On December 28, 2017, Hughes and Roberts again allegedly threatened Plaintiff's life in retaliation of him reporting the sexual assault. This time, Roberts and Hughes allegedly walked Plaintiff into a staff office near a pod of "top tier offenders," accosted Plaintiff with threats and slurs, then stepped out into the pod where the inmates were congregated and stated: "this bitch in the office, Saunders, is a snitch and is trying to fuck up Dr. Mullins family [sic] by saying [Dr. Mullins] stuck his finger in [Plaintiff's] asshole. Somebody need to [sic] fuck him up for me and I got them (payment)." Id. ¶¶ 86-90.

Plaintiff alleges that he reported this retaliation by Hughes and Roberts in several ways. First, Plaintiff states that on December 28, 2017, he called the PREA hotline to report the retaliation of Hughes and Roberts. Id. 94. On an unspecified date, Plaintiff said that he "attempted to file an Emergency Grievance, but floor officers stated they couldn't accept or sign the grievance for processing because defendant Hughes ordered them not to take no more grievances from Plaintiff." Id. ¶ 97 (citing Dkt. 1-35). On January 3, 2017, Plaintiff alleges that he apprised his mother, Delma Jamison, of these threats over a phone call, and that she in turn called "Regional Administrator Paton" and "Major Anderson" of Wallens Ridge to report the complaints, but that her entreaties for help were rejected by the officials. Id.
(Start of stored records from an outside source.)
PR #333, opened 2015-12-04
Adds shared texture support for libgdx widgets

dattanand:
Adding shared texture support to be used with libgdx widgets


GVRf/Framework/src/org/gearvrf/GVRSharedTexture.java
```diff
@@ -0,0 +1,39 @@
...
+ * Unless required by applicable law or agreed to in writing, software
+ * distributed under the License is distributed on an "AS IS" BASIS,
+ * WITHOUT WARRANTIES OR CONDITIONS OF ANY KIND, either express or implied.
+ * See the License for the specific language governing permissions and
+ * limitations under the License.
+ */
+
+package org.gearvrf;
+
+/**
```
liaxim: You might want to update the javadoc to update the intended purpose of this class

liaxim:
The shared_texture part looks good to me.

liaxim:
I am not entirely sure about this but instead of having the SharedTexture class we could retrofit the base GVRTexture class to support the case SharedTexture exists for. It might be less confusing to have one type of texture less.

dattanand:
I can think of creating gvrtexture base type object and passing texture ID, Kindly suggest how can it be achieved if we want to explicitly remove the term 'shared'

dattanand:
tracked via #367

Issue #279, opened 2015-10-14
Support All Assimp Shaders


thomasflynn:
We should support the same built-in shaders that Assimp supports.  For reference we can look at the Shaders.cpp file in Assimp's github in tools/assimp_view/ directory.

danke-sra:
Skeletal animation for assimp shader is added in https://github.com/Samsung/GearVRf/pull/335

PR #335, opened 2015-12-07
Skeletal animation (skinning) development work for review

danke-sra:
SIDIA contribution for mesh animation
- Mesh animation support in native code
- Mesh animation sample

GVRf skinning infrastrcture
- Add GVRBone and GVRBoneWeight and correpsonding native impl.
- Add GVRSkinningController to construct bone tree from a rigged model
  and control bone transforms during skeletal animation
- Modified assimp shader to animate mesh
- Add pretty print for GVRSceneObject for debugging scene graphs
- Add getLocalModelMatrix to GVRTransform to get local transform
- Modify Jassimp wrapper provider to construct Quaternionf
- Add infrastructure for keyframe animation
  - Add Scale/Pos/Rotation keys
  - Add animation channels
  - Add interpolators to interpolate vectors and quaternions
  - Generate overall transform based on scale/pos/rotation keys
  - Fully integrated with GVRAnimationEngine
- Modified gvrjassimpmodelloader to demo skinning

### DIFF
--- a/GVRf/Framework/src/org/gearvrf/GVRContext.java
+++ b/GVRf/Framework/src/org/gearvrf/GVRContext.java
@@ -473,7 +473,7 @@ public abstract class GVRContext {
      * @throws IOException
      *             File does not exist or cannot be read
      *
-     * @deprecated Replaced by {@link #loadJassimpModel}
+     * @deprecated Replaced by {@link #loadModel}
      */
     public GVRSceneObject getAssimpModel(String assetRelativeFilename)
             throws IOException {
@@ -505,19 +505,112 @@ public abstract class GVRContext {
         return GVRImporter.getAssimpModel(this, assetRelativeFilename, settings);
     }
 
+    /**
+     * @deprecated Replaced by {@link #loadModelFromSD}
+     */
     public GVRModelSceneObject loadJassimpModelFromSD(String externalFile) throws IOException {
-        return loadJassimpModelFromSD(externalFile, GVRImportSettings.getRecommendedSettings());
+        return loadModelFromSD(externalFile);
     }
 
+    /**
+     * @deprecated Replaced by {@link #loadModelFromSD}
+     */
     public GVRModelSceneObject loadJassimpModelFromSD(String externalFile, EnumSet<GVRImportSettings> settings) throws IOException {
+        return loadModelFromSD(externalFile, settings);
+    }
+
+    /**
+     * @deprecated Replaced by {@link #loadModel}
+     */
+    public GVRModelSceneObject loadJassimpModel(String assetFile) throws IOException {
+        return loadModel(assetFile);
+    }
+
+    /**
+     * @deprecated Replaced by {@link #loadModel}
+     */
+    public GVRModelSceneObject loadJassimpModel(String assetFile, EnumSet<GVRImportSettings> settings) throws IOException {
+        return loadModel(assetFile, settings);
+    }
+
+    /**
+     * Simple, high-level method to load a scene object {@link GVRModelSceneObject} from
+     * a 3D model stored in the Android SD card.
+     *
+     * @param externalFile
+     *            A filename, relative to the SD card's root directory.
+     *
+     * @return A {@link GVRModelSceneObject} that contains the meshes with textures and bones
+     * and animations.
+     *
+     * @throws IOException
+     *             File does not exist or cannot be read
+     */
+    public GVRModelSceneObject loadModelFromSD(String externalFile) throws IOException {
+        return loadModelFromSD(externalFile, GVRImportSettings.getRecommendedSettings());
+    }
+
+    /**
+     * Simple, high-level method to load a scene object {@link GVRModelSceneObject} from
+     * a 3D model stored in the Android SD card.
+     *
+     * @param externalFile
+     *            A filename, relative to the SD card's root directory.
+     *
+     * @param settings
+     *            Additional import {@link GVRImportSettings settings}
+     *
+     * @return A {@link GVRModelSceneObject} that contains the meshes with textures and bones
+     * and animations.
+     *
+     * @throws IOException
+     *             File does not exist or cannot be read
+     */
+    public GVRModelSceneObject loadModelFromSD(String externalFile, EnumSet<GVRImportSettings> settings) throws IOException {
         return GVRImporter.loadJassimpModelFromSD(this, externalFile, settings);
     }
 
-    public GVRModelSceneObject loadJassimpModel(String assetFile) throws IOException {
-        return loadJassimpModel(assetFile, GVRImportSettings.getRecommendedSettings());
+    /**
+     * Simple, high-level method to load a scene object {@link GVRModelSceneObject} from
+     * a 3D model stored in Android application assets.
+     *
+     * @param assetFile
+     *            A filename, relative to the {@code assets} directory. The file
+     *            can be in a sub-directory of the {@code assets} directory:
+     *            {@code "foo/bar.png"} will open the file
+     *            {@code assets/foo/bar.png}
+     *
+     * @return A {@link GVRModelSceneObject} that contains the meshes with textures and bones
+     * and animations.
+     *
+     * @throws IOException
+     *             File does not exist or cannot be read
+     */
+    public GVRModelSceneObject loadModel(String assetFile) throws IOException {
+        return loadModel(assetFile, GVRImportSettings.getRecommendedSettings());
     }
 
-    public GVRModelSceneObject loadJassimpModel(String assetFile, EnumSet<GVRImportSettings> settings) throws IOException {
+    /**
+     * Simple, high-level method to load a scene object {@link GVRModelSceneObject} from
+     * a 3D model stored in the Android SD card.
+     *
+     * @param assetFile
+     *            A filename, relative to the {@code assets} directory. The file
+     *            can be in a sub-directory of the {@code assets} directory:
+     *            {@code "foo/bar.png"} will open the file
+     *            {@code assets/foo/bar.png}
+     *
+     * @param settings
+     *            Additional import {@link GVRImportSettings settings}
+     *
+     * @return A {@link GVRModelSceneObject} that contains the meshes with textures and bones
+     * and animations.
+     *
+     * @throws IOException
+     *             File does not exist or cannot be read
+     *
+     */
+    public GVRModelSceneObject loadModel(String assetFile, EnumSet<GVRImportSettings> settings) throws IOException {
         return GVRImporter.loadJassimpModel(this, assetFile, settings);
     }
 
--- a/GVRf/Framework/src/org/gearvrf/GVRContext.java
+++ b/GVRf/Framework/src/org/gearvrf/GVRContext.java
@@ -32,6 +32,7 @@ import org.gearvrf.asynchronous.GVRAsynchronousResourceLoader;
 import org.gearvrf.asynchronous.GVRCompressedTexture;
 import org.gearvrf.asynchronous.GVRCompressedTextureLoader;
 import org.gearvrf.periodic.GVRPeriodicEngine;
+import org.gearvrf.scene_objects.GVRModelSceneObject;
 import org.gearvrf.utility.Log;
 import org.gearvrf.utility.ResourceCache;
 
@@ -504,19 +505,19 @@ public abstract class GVRContext {
         return GVRImporter.getAssimpModel(this, assetRelativeFilename, settings);
     }
 
-    public GVRSceneObject loadJassimpModelFromSD(String externalFile) throws IOException {
+    public GVRModelSceneObject loadJassimpModelFromSD(String externalFile) throws IOException {
         return loadJassimpModelFromSD(externalFile, GVRImportSettings.getRecommendedSettings());
     }
 
-    public GVRSceneObject loadJassimpModelFromSD(String externalFile, EnumSet<GVRImportSettings> settings) throws IOException {
+    public GVRModelSceneObject loadJassimpModelFromSD(String externalFile, EnumSet<GVRImportSettings> settings) throws IOException {
         return GVRImporter.loadJassimpModelFromSD(this, externalFile, settings);
     }
 
-    public GVRSceneObject loadJassimpModel(String assetFile) throws IOException {
+    public GVRModelSceneObject loadJassimpModel(String assetFile) throws IOException {
         return loadJassimpModel(assetFile, GVRImportSettings.getRecommendedSettings());
     }
 
-    public GVRSceneObject loadJassimpModel(String assetFile, EnumSet<GVRImportSettings> settings) throws IOException {
+    public GVRModelSceneObject loadJassimpModel(String assetFile, EnumSet<GVRImportSettings> settings) throws IOException {
         return GVRImporter.loadJassimpModel(this, assetFile, settings);
     }
 
--- a/GVRf/Framework/src/org/gearvrf/GVRHybridObject.java
+++ b/GVRf/Framework/src/org/gearvrf/GVRHybridObject.java
@@ -154,7 +154,7 @@ public abstract class GVRHybridObject implements Closeable {
         return mNativePointer;
     }
 
-    public static long[] getNativePtrArray(Collection<? extends GVRHybridObject> objects) {
+    /*package*/ static long[] getNativePtrArray(Collection<? extends GVRHybridObject> objects) {
         long[] ptrs = new long[objects.size()];
 
         int i = 0;
--- a/GVRf/Framework/src/org/gearvrf/GVRHybridObject.java
+++ b/GVRf/Framework/src/org/gearvrf/GVRHybridObject.java
@@ -20,6 +20,7 @@ import java.io.IOException;
 import java.lang.ref.PhantomReference;
 import java.lang.ref.ReferenceQueue;
 import java.util.ArrayList;
+import java.util.Collection;
 import java.util.HashMap;
 import java.util.HashSet;
 import java.util.List;
@@ -56,7 +57,7 @@ public abstract class GVRHybridObject implements Closeable {
 
     /**
      * Normal constructor
-     * 
+     *
      * @param gvrContext
      *            The current GVRF context
      * @param nativePointer
@@ -151,6 +152,17 @@ public abstract class GVRHybridObject implements Closeable {
      */
     public long getNative() {
         return mNativePointer;
+    }
+
+    public static long[] getNativePtrArray(Collection<? extends GVRHybridObject> objects) {
+        long[] ptrs = new long[objects.size()];
+
+        int i = 0;
+        for (GVRHybridObject obj : objects) {
+            ptrs[i++] = obj.getNative();
+        }
+
+        return ptrs;
     }
 
     @Override
--- a/GVRf/Framework/src/org/gearvrf/GVRSceneObject.java
+++ b/GVRf/Framework/src/org/gearvrf/GVRSceneObject.java
@@ -908,10 +908,6 @@ class NativeSceneObject {
 
     static native void detachEyePointeeHolder(long sceneObject);
 
-    static native void attachBone(long sceneObject, long bone);
-
-    static native void detachBone(long sceneObject);
-
     static native long setParent(long sceneObject, long parent);
 
     static native void addChildObject(long sceneObject, long child);
--- a/GVRf/Framework/src/org/gearvrf/GVRSceneObject.java
+++ b/GVRf/Framework/src/org/gearvrf/GVRSceneObject.java
@@ -17,11 +17,14 @@ package org.gearvrf;
 
 import java.util.ArrayList;
 import java.util.Collections;
+import java.util.HashSet;
 import java.util.Iterator;
 import java.util.List;
+import java.util.Set;
 import java.util.concurrent.Future;
 
 import org.gearvrf.GVRMaterial.GVRShaderType;
+import org.gearvrf.utility.Log;
 
 /**
  * One of the key GVRF classes: a scene object.
@@ -38,7 +41,7 @@ import org.gearvrf.GVRMaterial.GVRShaderType;
  * {@link GVRRenderData} has a {@link GVRMesh GL mesh} that defines its
  * geometry, and a {@link GVRMaterial} that defines its surface.
  */
-public class GVRSceneObject extends GVRHybridObject {
+public class GVRSceneObject extends GVRHybridObject implements PrettyPrint {
 
     private GVRTransform mTransform;
     private GVRRenderData mRenderData;
@@ -784,10 +787,96 @@ public class GVRSceneObject extends GVRHybridObject {
         }
     }
 
+    private void findChildrenByName(String name, List<GVRSceneObject> objects,
+            boolean onlyFirst, Set<GVRSceneObject> visited) {
+        if (visited.contains(this))
+            return;
+
+        visited.add(this);
+
+        for (GVRSceneObject child : mChildren) {
+            String childName = child.getName();
+            if (name.equals(childName)) {
+                objects.add(child);
+                if (onlyFirst)
+                    return;
+            }
+
+            child.findChildrenByName(name, objects, onlyFirst, visited);
+            if (onlyFirst && !objects.isEmpty())
+                return;
+        }
+    }
+
+    /**
+     * Searches for the all children with the specified name.
+     *
+     * @param name the name of the children.
+     * @return the children found
+     */
+    public List<GVRSceneObject> findAllChildrenByName(String name) {
+        List<GVRSceneObject> objects = new ArrayList<GVRSceneObject>();
+        Set<GVRSceneObject> visited = new HashSet<GVRSceneObject>();
+        findChildrenByName(name, objects, false, visited);
+        return objects;
+    }
+
+    /**
+     * Searches for the first child with the specified name.
+     * 
+     * @param name the name of the child.
+     * @return the child found
+     */
+    public GVRSceneObject findChildByName(String name) {
+        List<GVRSceneObject> objects = new ArrayList<GVRSceneObject>();
+        Set<GVRSceneObject> visited = new HashSet<GVRSceneObject>();
+        findChildrenByName(name, objects, true, visited);
+        return objects.isEmpty() ? null : objects.get(0);
+    }
+
     /**
      * Called when the scene object has been loaded from a model.
      */
     public void onLoaded() {
+    }
+
+    /**
+     * Generate debug dump of the tree from the scene object.
+     * It should include a newline character at the end.
+     * 
+     * @param sb the {@code StringBuffer} to dump the object.
+     * @param indent indentation level as number of spaces.
+     */
+    public void prettyPrint(StringBuffer sb, int indent) {
+        sb.append(Log.getSpaces(indent));
+        sb.append(getClass().getSimpleName());
+        sb.append(" [name=");
+        sb.append(this.getName());
+        sb.append("]");
+        sb.append(System.lineSeparator());
+
+        if (mRenderData == null) {
+            sb.append(Log.getSpaces(indent + 2));
+            sb.append("RenderData: null");
+            sb.append(System.lineSeparator());
+        } else {
+            mRenderData.prettyPrint(sb, indent + 2);
+        }
+        sb.append(Log.getSpaces(indent + 2));
+        sb.append("Transform: "); sb.append(mTransform);
+        sb.append(System.lineSeparator());
+
+        // dump its children
+        for (GVRSceneObject child : getChildren()) {
+            child.prettyPrint(sb, indent + 2);
+        }
+    }
+
+    @Override
+    public String toString() {
+        StringBuffer sb = new StringBuffer();
+        prettyPrint(sb, 0);
+        return sb.toString();
     }
 }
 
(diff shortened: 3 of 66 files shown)


GVRf/Framework/jni/objects/animation/mesh_animation.cpp
```diff
@@ -0,0 +1,310 @@
...
+            return;
+        }
+    }
+}
+
+void MeshAnimation::setScene(const aiScene* scene) {
+    aiScene_ = scene;
+}
+
+void MeshAnimation::setGlobalInverTransform(const glm::mat4& globalTransform) {
```
thomasflynn: InverTransform?  typo?  or is the 'se' in Inverse deliberately left out?

GVRf/Framework/src/org/gearvrf/jassimp2/GVRJassimpSceneObject.java
```diff
@@ -14,15 +16,30 @@
...
+            recurseAssimpNodes(this, scene.getSceneRoot(GVRJassimpAdapter.sWrapperProvider));
+
+            // Animations
+            for (AiAnimation aiAnim : scene.getAnimations()) {
+                animations.add(GVRJassimpAdapter.get().createAnimation(aiAnim, this));
+            }
+        }
+    }
+
+    public List<GVRKeyFrameAnimation> getAnimations() {
```
liaxim: This method requires an explicit cast to GVRJassimpSceneObject. Isn't GVRJassimpSceneObject an implementation detail?

dankex: GVRJassimpSceneObject is not for implementation. It is an interface for loaded model. Before we have a generic model node, it mimics the functionality of aiScene.

dankex: How do you think about changing the return type of loadJassimpModel() return GVRJassimpSceneObject, or a new type GVRModelSceneObject?

GVRf/Framework/jni/objects/animation/mesh_animation.cpp
danke-sra: This is from fredduarte's code. Because we use full names, I will add a patch to fix it.

thomasflynn:
The included MeshAnimationSample does not compile.  The existing jassimpmodelloader sample does compile and show the animation on astro boy.

danke-sra:
Actually, the MeshAnimationSample does work on my side and shows the red dinosaur. Hopefully I didn't forget to check in any file. Can you please try to pull the whole branch: "git checkout -b localbranch; git pull https://github.com/Samsung/GearVRf.git pull/335/head"?

thomasflynn:
ok, did that.  still didn't build.  the sample refers to a MeshAnimation ShaderType on line 62.  That doesn't exist in GVRMaterial.java.  Also, the sample fails to compile line 58 with the characterMesh.animate(0.0f);  even though there is a public void animation(float time) in GVRMesh.h.  That one puzzles me.

danke-sra:
I checked those data are there. The ShaderType MeshAnimation is defined in GVRMaterial.java (https://github.com/danke-sra/GearVRf/blob/animation-dev/GVRf/Framework/src/org/gearvrf/GVRMaterial.java). Maybe the files got wrong timestamps. Can you please do a "git reset --hard FETCH_HEAD" following the above commands and force eclipse to clean the project? Thanks.

GVRf/Framework/src/org/gearvrf/animation/keyframe/GVRKeyFrameAnimation.java
```diff
@@ -0,0 +1,113 @@
...
+            if (nodeName != null && nodeName.equals(channel.getNodeName())) {
+                return i;
+            }
+            i++;
+        }
+        return -1;
+    }
+
+    @Override
+    protected void animate(GVRHybridObject target, float ratio) {
```
liaxim: This method in the case of the MeshAnimationSample takes from 50 to 350 ms, monotonically increasing; then starts over. It happens on the gl thread so the fps is horrendous. Is something wrong with my setup?

I was wondering for some time why do we have to execute all the animation logic on the gl thread. I haven't seen anything that makes it mandatory.

GVRf/Framework/jni/objects/animation/mesh_animation.cpp
```diff
@@ -0,0 +1,310 @@
...
+        if (weights[i] == 0.0) {
+            ids[i] = boneId;
+            weights[i] = boneWeight;
+            return;
+        }
+    }
+}
+
+void MeshAnimation::setScene(const aiScene* scene) {
+    aiScene_ = scene;
```
liaxim: I would imagine all the Assimp-stuff will be confined to an importer unit/package that converts to our internal representation and that's it. The MeshAnimation is unusable without an aiScene. Are we supposed to support just the case where this stuff comes from importing a model? That would be ok as long as it is spelled out and could simplify certain things. The decision should be applicable to bones too then.

We could refactor these things later in case we want them in soon. If that is the case I will just stop making needless noise.

GVRf/Framework/src/org/gearvrf/animation/GVRAssimpAnimation.java
```diff
@@ -0,0 +1,37 @@
...
+ */
+
+package org.gearvrf.animation;
+
+import org.gearvrf.GVRHybridObject;
+import org.gearvrf.GVRMesh;
+import org.gearvrf.GVRSceneObject;
+
+/** Animate Mesh from assimp **/
+public class GVRAssimpAnimation extends GVRAnimation {
```
liaxim: Assimp being "leaked". Assimp should be an implementation detail people are not aware of - we should strive for that at least.

GVRf/Framework/src/org/gearvrf/scene_objects/GVRModelSceneObject.java
```diff
@@ -0,0 +1,69 @@
...
+import org.gearvrf.GVRSceneObject;
+import org.gearvrf.PrettyPrint;
+import org.gearvrf.animation.GVRAnimation;
+import org.gearvrf.utility.Log;
+
+/**
+ * {@linkplain GVRSceneObject Scene object} that holds a loaded model.
+ */
+
+public class GVRModelSceneObject extends GVRSceneObject {
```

Exhibit 35 of Plaintiff's complaint appears to be the emergency grievance allegedly rejected improperly by prison staff. It is dated December 27, 2019. Dkt. 1-35.

On January 4, 2018, Plaintiff alleges that he "filed a compliant [sic] and request for help" to the special investigation unit at Wallens Ridge, the American Correctional Association, and several senior officials at Wallens Ridge. Id. ¶ 103; Dkt. 1-32. The document appears to be a letter sent to various parties—including Rep. Bobby Scott (Va-03) and Department of Justice attorneys—as well as Warden Manis. Dkt. 1-32. The letter states that it "is a memorandum in an attempt to report and exhaust the Administrative Remedies within the Department of Corrections and its associates to seek appropriate relief ... ." Id. at 2. The letter then provides a detailed account of the above-relayed facts. Id. Plaintiff alleges that he could find no further administrative remedy he could realistically exhaust before he would be "seriously injured or killed." Dkt. 1 ¶ 109.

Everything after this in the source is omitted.